“I could teach you how to play better,” the boy was telling him, as if he honestly felt bad. “So you could win.”
“I could do the same for you.” Al-Aziz smiled.
Perplexed, the boy looked at the game board, which showed him far ahead. “But I’m already winning.”
“There are other games.”
Al-Aziz gazed across the aisle and pictured this boy slicing off the heads of his parents and siblings as they slept. In his experience, that was a great test, revealing a young warrior’s true mettle and level of loyalty to the caliphate. He must renounce everything in the past so that he might turn toward the future unencumbered. Al-Aziz genuinely believed he was doing these boys a favor. The process had yielded ISIS some of its finest young warriors.
“Mister…,” the kid was saying.
Al-Aziz gazed about the plane. The majority of passengers were sleeping now. He wondered how many heads he could take before anyone stirred. Imagined them cowering before his masked form, his sword splattered with blood, which had splashed the walls and windows of the plane as well.
“Hey, mister.”
They wouldn’t fight back because they were sheep. In killing them, al-Aziz would be performing a service, ridding the world of their burden. They served nothing and no one, did not understand the vision for the world as expressed by the one true God al-Aziz existed merely to serve. Al-Aziz wouldn’t rest until that day had come to pass. The power and efficacy of his beliefs was about to be more righteously rewarded than even the caliphate’s supreme leaders had dared to foresee.
“Mister…”
They would bring their greatest enemy to its knees, al-Aziz himself now responsible for wielding a sword that could slaughter millions instead of one. A great gift, bestowed by Allah Himself, in recognition of al-Aziz’s devotion to the word of the one true God, a devotion that wouldn’t cease or even abate until all the nonbelievers were gone. Nine others were accompanying him on this blessed mission, all taking other flights, on other airlines, to different cities, en route to their rendezvous a day later. Nine others, to bring the total to ten, the same number the prophet Muhammad himself had killed when he conquered Mecca. A holy number.
Ten.
“Mister!”
Al-Aziz finally turned back the boy’s way.
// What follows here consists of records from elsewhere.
PR #260, opened 2016-02-07
Get I2C functionality before doing SMBus block I/O

hrishikesh195:
In the sysfs i2cDevice implementation, use an ioctl to get the adapter
functionality mask. Prefer SMBus block I/O but if it's not available,
perform read/write calls directly on the file descriptor.

Improve Wiichuck error handling. Add a 1 ms delay between I/O operations
to the Wiichuck; this dramatically improves reliability.

Signed-off-by: Hrishikesh Tapaswi <hrishikesh195@yahoo.com>

### DIFF
--- a/examples/chip_wiichuck.go
+++ b/examples/chip_wiichuck.go
@@ -26,6 +26,9 @@ func main() {
 		gobot.On(wiichuck.Event("z"), func(data interface{}) {
 			fmt.Println("z")
 		})
+		gobot.On(wiichuck.Event("error"), func(data interface{}) {
+			fmt.Println("Wiichuck error:", data)
+		})
 	}
 
 	robot := gobot.NewRobot("chuck",
--- a/examples/firmata_wiichuck.go
+++ b/examples/firmata_wiichuck.go
@@ -26,6 +26,9 @@ func main() {
 		gobot.On(wiichuck.Event("z"), func(data interface{}) {
 			fmt.Println("z")
 		})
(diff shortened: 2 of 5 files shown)


deadprogram:
Thanks @hrishikesh195 for working on this. Could you please look into the failing test here: https://travis-ci.org/hybridgroup/gobot/jobs/107532507#L665

hrishikesh195:
I think the assertion in the test is incorrect. The assertion should expect 3 bytes, not 4 since only 3 were previously written -

```go
	buf := []byte{0x01, 0x02, 0x03}

	n, err := i.Write(buf)
```

So even though the buffer used for reading has size 4, the read should return the number of bytes actually read.

The test did not fail earlier because the function `func (d *i2cDevice) Read()` would stash away the length of the passed-in buffer in the first byte of the buffer given to ioctl. Since the mock syscall is a no-op, that value would remain unchanged and would end up as the return value.

I'll change the test assertion and update the PR.

hrishikesh195:
Do you think you could also test this change with your Grove LCD just as a regression test? Thanks.

deadprogram:
Hi, @hrishikesh195 my LCD works perfectly. I'm looking for one of my i2c devices that is r/w just to be sure... I'll get back to you shortly.

deadprogram:
Tried with my MMA7660 and works perfectly. Thank you so much for your fine work here, @hrishikesh195 this is great. Merging.

hrishikesh195:
My pleasure!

“It’s your move, mister,” he said.
Al-Aziz smiled. “Yes, it is.”
PART SIX
Cattlemen and ranchers went to war over the practice of stringing barbed wire around plots of land. Bands of armed “nippers” worked at night cutting the barbed wire, causing an estimated $20 million in damage. The Texas Rangers were called in on patrol. Ranger Ira Aten proposed arming the fences with bombs triggered to explode when the fence wire was cut. The idea was nixed. (September 1, 1883)
—Bullock Texas State History Museum, “The Story of Texas”
58
BALCONES CANYONLANDS, TEXAS
“I made us a snack,” Ela said, clambering down the plank steps, back into the root cellar.
She sat down on the blanket across from Dylan and laid a plate down between them.
“It’s corn,” she continued, as Dylan peeled the foil off one of the ears, “grown right here on the rez. I cooked it over a fire upstairs.”
Dylan finished peeling, noting a grayish-black patch that swelled out from a patch of kernels. “Looks like you burned it.”
“Nah,” Ela said, working the foil from her own ear of corn, “that’s what makes it a delicacy.”
Dylan gave the discolored growth a closer look. “Fungus? Mold?”
“Just eat it, dumb-ass. It’s a secret my people have kept for centuries, our greatest secret. Now, hand me my phone.”
Dylan did, still holding the ear of corn by a section of foil he’d left in place so he wouldn’t burn his fingers. Then he noticed that Ela had driven a roasting stick into one of the ends, so he could eat the corn while holding it, instead.
Ela took the phone and slid the cursor from left to right. “I said my phone.”
“Whoops, sorry.”
Dylan gave Ela her iPhone and took his back, watching her fire off a text as he raised the corn toward his mouth.
“It smells like shit.”
“But it’s good for you, that fungus included.”
He ate around the tarry patch anyway. Once they’d both finished, Ela handed Dylan a cup of the tar-colored tea, playing with the zipper of his jeans under the spill of lantern light.
“Stop,” he said, giving her back the cup and easing her away from him.
She took the cup and laid it aside, then went back to his zipper.
“I said stop.”
“Come on,” Ela said, flashing Dylan the smile that melted his insides, “we won. I want to celebrate.”